Coles Group has reached a critical mass of AI models in production and is now working to scale its capabilities and use of the technology.
(L-R) Silvio Giorgio, Richard Walker, and Roslyn Mackay from Coles Group.
Data and intelligence general manager Silvio Giorgio told a Microsoft AI Summit in Melbourne that the retailer has been progressively deploying AI for the past eight years.
Giorgio said there are “about 19 major models in production, largely focused on our operations side of the business.”
“Where we are moving though in the future of AI is we’re transitioning from starting AI to scaling AI,” he said.
“How you start AI is actually use case by use case, it’s the perfect way to do it. But now we’re at the stage where we have so much in production, we’re now moving towards scaling that.”
The company’s “AI vision” is to take a broader, more “holistic” view of the AI opportunities that lie across the group, and to “democratise” data access so that more teams can work with AI.
The idea is to “move from having centralised data science people to enabling other teams to start to play with the data and do funky things with it”.
The retailer’s vision will also see it place a “renewed focus” on intelligent automation and elevate personalisation efforts.
“We are investing in value, considering the times, and so how do we make sure that you get the best price available for the times?” Giorgio said.
The evolving vision for AI will also see some transformation of the enabling technology stack.
“AI has evolved significantly so you don’t have to build everything from scratch,” Giorgio said.
Giorgio also noted that any expanded use of AI would come with a reciprocal focus on data and model governance.
“I’m a massive advocate for data governance, and AI governance in particular,” he said.
“It’s not enough to put out solutions. There needs to be responsibility surrounding ethical AI as well.”
Giorgio said that Coles is particularly interested in “win-win solutions” that both help its team members and customers at the same time.
He noted that while past efforts were often focused on realising operational improvements, the company is bringing a customer-centric lens to future applications of AI.
Intelligent edge
A key technology enabler that allows Coles to run AI models in its retail sites is the intelligent edge backbone or IEB.
iTnews first revealed the IEB’s existence in 2021, where it was described as a way to quickly deploy technology into ‘edge’ locations – in this context, the group’s 1800-plus retail sites.
New details of the IEB were released to coincide with the Microsoft summit, notably that it utilises the “Microsoft Azure Stack HCI, Azure AI and ML.”
Head of technology innovation Roslyn Mackay said that vendors – particularly in AI’s early days – often suggested point solutions requiring dedicated infrastructure.
“If we had pursued that strategy, our stores would have been littered with cameras, out the back filled with servers, our team members would potentially be getting all these conflictive alerts from different sources, and [we’d have experienced] multiplying costs of all these point solutions,” McKay said.
“That drove our strategy of the intelligent edge backbone which is our central nervous system in effect to connect all the cameras and infrastructure in-store and have this central control plane where we can manage the events detected by those models, triage, work out the best way to notify the team members or whatever that action needs to be, and surface that data up to our enterprise data platform.
“Rather than having vendor dashboards for every different thing, we’re actually able to gather all of the insights from those models and manage that.”
Aside from manageability, the structure allows Coles to use software where it sees fit, rather than feel wedded to a particular ecosystem.
“It means we can be more ‘choosy’ about the models we want, rather than go ‘we’ve now invested with this vendor, we’ve got to use it as much as we can’.
“We’re in a better position to pick the best fit-for-purpose solution and trial that in different stores and just be able to manage those things at scale.”
One of the 19 major models in use is used for demand forecasting, which informs stock replenishment.

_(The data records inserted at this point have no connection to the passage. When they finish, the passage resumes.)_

Issue #1056, opened 2025-01-29
dragging  property of ant draggable modal not woking when left is applied


sneha-soxo:
In antd draggable modal when i applied left:0 as inline style for modal, the dragging property not working.

fluxaro:
i would like to fix this

diasbruno:
Need more information about this.

PR #1077, opened 2026-03-05
fix: allow draggable modal to work with inline left style #1056

fluxaro:
### What this PR does
This fixes the issue where draggable modals stop working when an inline `left: 0` style is applied (Issue #1056).

### How it was fixed
- Updated the draggable logic to correctly calculate offsets even when `left` is set inline.
- Ensures the modal can still be dragged as expected.
- Preserves all existing modal functionality.

### Testing
- Verified dragging works with `left: 0`.
- Verified dragging still works with other `left` values.
- Checked that no other modal styles are broken.

### DIFF
--- a/package.json
+++ b/package.json
@@ -14,7 +14,7 @@
     "example": "examples"
   },
   "scripts": {
-    "start": "npx webpack-dev-server --config ./scripts/webpack.config.js --inline --host 127.0.0.1 --content-base examples/",
+    "start": "set NODE_OPTIONS=--openssl-legacy-provider && npx webpack-dev-server --config ./scripts/webpack.config.js --inline --host 127.0.0.1 --content-base examples/",
     "test": "cross-env NODE_ENV=test karma start",
     "lint": "eslint src/"
   },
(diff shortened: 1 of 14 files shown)


package.json
```diff
@@ -14,7 +14,7 @@
     "example": "examples"
   },
   "scripts": {
-    "start": "npx webpack-dev-server --config ./scripts/webpack.config.js --inline --host 127.0.0.1 --content-base examples/",
+    "start": "set NODE_OPTIONS=--openssl-legacy-provider && npx webpack-dev-server --config ./scripts/webpack.config.js --inline --host 127.0.0.1 --content-base examples/",
```
diasbruno, line 17: Please remove.

src/index.js
```diff
@@ -1,3 +1,5 @@
 import Modal from "./components/Modal";
+import DraggableModal from "./components/DraggableModal";
 
 export default Modal;
+export { DraggableModal };
```
diasbruno, line 5: `DraggableModal` shouldn't be exported by this file.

Giorgio said the model utilises “about 2000 different datasets – weather data, customer segmentation data, our promotional datasets, event data that happened in public, and we bundle all that to come up with a fairly sophisticated [forecasting] model.”
“If you think about it, we’re sending anywhere from 20,000 SKUs to about 830-odd [grocery] stores every single day across the year, and we actually forward project about 112 days into the future,” Giorgio said.
Another model is used to make recommendations to about 4 million FlyBuys customers every week, based on previous purchases and what likeminded customers are looking at as well.